Todos compreenderam que o assunto era sério, Curió levantou a
garrafa, disse:
– Berro
Dágua morreu!
Caiu
o baralho da mão de Martim. O feirante malicioso viu confirmarem-se
suas piores suspeitas: ases e damas, cartas do banqueiro,
espalharam-se em quantidade. Mas também até ele chegara o nome de
Quincas, resolveu não discutir. Cabo Martim requisitava a garrafa de
Curió, acabou de esvaziá-la, atirou-a fora com desprezo. Olhou
longamente a feira, os caminhões e marinetes na rua, as canoas no
mar, a gente indo e vindo. Teve a sensação de um vazio súbito, não
ouvia sequer os pássaros nas gaiolas próximas, na barraca de um
feirante. Não era homem de chorar, um militar não chora mesmo após
ter deixado a farda. Mas seus olhos ficaram miúdos, sua voz mudou,
perdeu toda a fanfarronada. Era quase uma voz de criança ao
perguntar:
– Como
pôde acontecer?
Juntou-se
aos outros, após recolher o baralho, faltava ainda encontrar
Pé-de-Vento. Esse não tinha pouso certo, a não ser às quintas e
domingos à tarde, quando invariavelmente brincava na roda de
capoeira de Valdemar, na estrada da Liberdade. Fora isso, sua
profissão levava-o a distantes lugares. Caçava ratos e sapos para
vendê-los aos laboratórios de exames médicos e experiências
científicas – o que tornava Pé-de-Vento figura admirada, opinião
das mais acatadas. Não era ele um pouco cientista, não conversava
com doutores, não sabia palavras difíceis?
Só
após muito caminho e vários tragos, deram com ele, embrulhado em
seu vasto paletó, como se sentisse frio, resmungando sozinho.

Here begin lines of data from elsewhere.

PR #14072, opened 2022-08-09
fix:  missing MaxInboundConnections field in service-defaults config entry

huikang:
### Description
Setting `max_inbound_connections` [has been implemented](https://github.com/hashicorp/consul/blob/main/.changelog/13143.txt), but its description is missing in the doc.

This PR adds the description to the related doc. Since consul-k8s doesn't have this field in its service-defaults CRD ([link](https://github.com/hashicorp/consul-k8s/issues/1400) to issue), this PR doesn't add the description to the k8s page (`yaml: false`).

**Update**:
- It turns out the `MaxInboundConnections` field is not included in the serviceDefaults API structs, so it can't be passed to the envoy configuration. This PR fixes the issue by adding `MaxInboundConnections` and updating the mergeconfig to allow the value to be passed to envoy configuration.

### Reproduce

```
Kind      = "service-defaults"
Name      = "frontend"
Protocol  = "http"

UpstreamConfig = {
  Defaults = {
    MeshGateway = {
      Mode = "local"
    }
    passive_health_check {
      max_failures = 20
    }
  }
}
MaxInboundConnections = 100
```

```
consul config write  service-defaults.hcl
Failed to decode config entry input: 1 error occurred:
	* invalid config key "MaxInboundConnections"
```

### PR Checklist

* [x] updated test coverage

Soubera da notícia por outras vias e também ele buscava os amigos.
Ao encontrá-los, meteu a mão num dos bolsos. Para retirar um lenço
com que enxugar as lágrimas, pensou Curió. Mas das profundezas do
bolso Pé-de-Vento extraiu pequena jia verde, polida esmeralda.
– Tinha
guardado para Quincas, nunca encontrei uma tão bonita.